Venecia 2026: Naza rompe el récord de aplausos con 25 minutos
La penúltima jornada empezó con la cinta “Un peu avant minuit”, donde un hombre de 49 años a punto de separarse viaja a París tras enterarse de la muerte del padre biológico que nunca conoció. Durante esa estancia, y justo antes de partir a Italia por la herencia, se reencuentra con antiguos amores y conversa con su hija en medio de una tensa crisis social.

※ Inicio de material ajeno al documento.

PR #1619, opened 2026-09-14
fix: update dependencies with high and critical vulnerabilities

ben-polinsky:
## Changes

Bump deps in package.json where possible. Electron major bump is fine as it is for a test app.
No new overrides, just bumped versions in overrides.

Also fixed what seems to be a flaky unit test.

## Testing

all tests run / CI


ben-polinsky:
@GerardasB lemme know about this and my [300ms click fix](https://github.com/iTwin/appui/pull/1618) :)

GerardasB (approved):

A pesar de la apuesta visual sencilla por parte del director francés Nicolas Pariser, tiene un ritmo que juega entre pasado y presente brillando por su diálogo que cuestionan la masculinidad y la feminidad moderna. Bohemia, pero nada desagradable, es un ejercicio ingenioso con brillantes ideas candidato a llevarse el premio de guion, destacando igualmente por su reparto, especialmente el femenino.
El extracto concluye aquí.